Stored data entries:
PR #536, opened 2024-03-27
RR-743 use the correct form field values from viewModel

chrimesdev:
## Description

Use the correct form field values from viewModel, we will need to update these values to add a loop once the session data is setup properly.

### DIFF
--- a/server/views/pages/createGoals/index.njk
+++ b/server/views/pages/createGoals/index.njk
@@ -41,15 +41,15 @@
           <div class="govuk-summary-card__content">
 
               {{ govukCharacterCount({
-                name: "title",
-                id: "title",
+                name: "goals[0].title",
+                id: "goals[0].title",
                 value: form.goals[0].title,
                 maxlength: 512,
                 label: {
                   text: "Describe the goal",
                   classes: "govuk-label--s"
                 },
-                errorMessage: errors | findError('title')
+                errorMessage: errors | findError('goals[0].title')
               }) }}
 
               {% set targetCompletionDateItems = [] %}
@@ -78,21 +78,21 @@
                     {
                       id: 'another-date-day',
                       label: 'Day',
-                      name: 'targetCompletionDate-day',
+                      name: 'goals[0].targetCompletionDate-day',
                       classes: 'govuk-input--width-2',
                       value: form.goals[0]['targetCompletionDate-day']
                     },
                     {
                       id: 'another-date-month',
                       label: 'Month',
-                      name: 'targetCompletionDate-month',
+                      name: 'goals[0].targetCompletionDate-month',
                       classes: 'govuk-input--width-2',
                       value: form.goals[0]['targetCompletionDate-month']
                     },
                     {
                       id: 'another-date-year',
                       label: 'Year',
-                      name: 'targetCompletionDate-year',
+                      name: 'goals[0].targetCompletionDate-year',
                       classes: 'govuk-input--width-4',
                       value: form.goals[0]['targetCompletionDate-year']
                     }
@@ -110,8 +110,8 @@
               %}
 
               {{ govukRadios({
-                name: "targetCompletionDate",
-                id: "targetCompletionDate",
+                name: "goals[0].targetCompletionDate",
+                id: "goals[0].targetCompletionDate",
                 value: form.goals[0].targetCompletionDate,
                 fieldset: {
                   legend: {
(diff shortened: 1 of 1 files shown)


server/views/pages/createGoals/index.njk
```diff
@@ -171,15 +172,17 @@
...
               </div>
             </div>
 
-
           </div>
         </div>
 
         {{ govukButton({
+          id: "submit-button",
+          name: "submit-button",
```
nathanrussell-moj-digital, line 184: I think this needs to be `name: "action"` so that in the controller code (yet to be written) we will know the difference between when the user presses the main Submit CTA (this button) vs. add another step vs. add another goal (not being added in this story, but will come in a subsequent story)

server/views/pages/createGoals/index.njk
```diff
@@ -43,7 +43,7 @@
               {{ govukCharacterCount({
                 name: "title",
```
nathanrussell-moj-digital, line 44: All of the `name` and `id` fields need changing to reflect _which_ goal's / step's field it is
I think you want something like:
```
  name: "goals[0].title",
  id: "goals[0].title",
  value: form.goals[0].title,
```
And use the same pattern/approach for all the other fields

server/views/pages/createGoals/index.njk
```diff
@@ -123,28 +123,29 @@
...
-                hint: {
-                  text: "Describe this step"
-                },
-                errorMessage: errors | findError('stepTitle')
-              }) }}
-
-            </div>
+            {% for step in form.steps %}
+              <div class="govuk-form-group">
+                <!-- TODO: Populate the stepNumber object to relect the correct number on the UI -->
```
nathanrussell-moj-digital, line 128: Can we not resolve these todo's by using the loop index?

server/views/pages/createGoals/index.njk
```diff
@@ -123,28 +123,29 @@
...
+                {% set stepTitleLabel = 'Step ' + form.stepNumber %}
+                <!-- TODO: Populate the stepTitle object to reflect the correct step title on the UI -->
+                {{ govukCharacterCount({
+                  name: "stepTitle",
+                  id: "stepTitle",
+                  value: form.goals[0].steps[0].title,
```
nathanrussell-moj-digital, line 134: As with my comment above re: the `name` and `id` fields, you'll need to do it here as well
But we need to use the zero based loop index for the `step` index
Something like this I think:
```
                  name: "goals[0].step[" + loop.index0 + "].title",
                  id: "goals[0].step[" + loop.index0 + "].title",
                  value: {{ form.goals[0].steps[loop.index0].title }},
```

Also, even though I've referred to it as `loop` here, it might be worth setting the loop variable as something like `stepLoop` or similar, because in the next set of stories when we do "add another goal", then we'll have a nested loop (ie. we'll be looping through the goals, and within that loop we'll be looping through the steps)

server/views/pages/createGoals/index.njk
```diff
@@ -123,28 +123,29 @@
...
+                  rows: 2,
+                  label: {
+                    text: stepTitleLabel,
+                    classes: "govuk-label--s",
+                    isPageHeading: false
+                  },
+                  hint: {
+                    text: "Describe this step"
+                  },
+                  errorMessage: errors | findError('stepTitle')
```
nathanrussell-moj-digital, line 145: `findError` will need to reference the `id` of _this_ step title field, so will want to be something like 
```
errorMessage: errors | findError('goals[0].step[' + loop.index0 + '].title')
```

server/views/pages/createGoals/index.njk
```diff
@@ -171,15 +172,17 @@
                   </strong>
                 </div>
                 {{ errors | findError('note') }}
-                <textarea class="govuk-textarea" id="note" name="note" rows="5" aria-describedby="warning-text">{{ form.note }}</textarea>
+                <textarea class="govuk-textarea" id="note" name="note" rows="5" aria-describedby="warning-text">{{ form.goals[0].note }}</textarea>
```
nathanrussell-moj-digital, line 175: As above, the `name`, `id` and `findErrors` will need to be something like `goal[0].note`

server/views/pages/createGoals/index.njk
chrimesdev: Currently we have no steps to loop through in the session, so the loop isn't actually working - I've removed it for now and just put placeholders in until we have some session data

nathanrussell-moj-digital (approved):
LGTM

WHAT YOU ARE ASKED TO DO
Only lines containing the string "classes" belong in the answer; find them in the data above and copy them.

EXPECTED ANSWER
                   classes: "govuk-label--s"
                       classes: 'govuk-input--width-2',
                       classes: 'govuk-input--width-2',
                       classes: 'govuk-input--width-4',
+                    classes: "govuk-label--s",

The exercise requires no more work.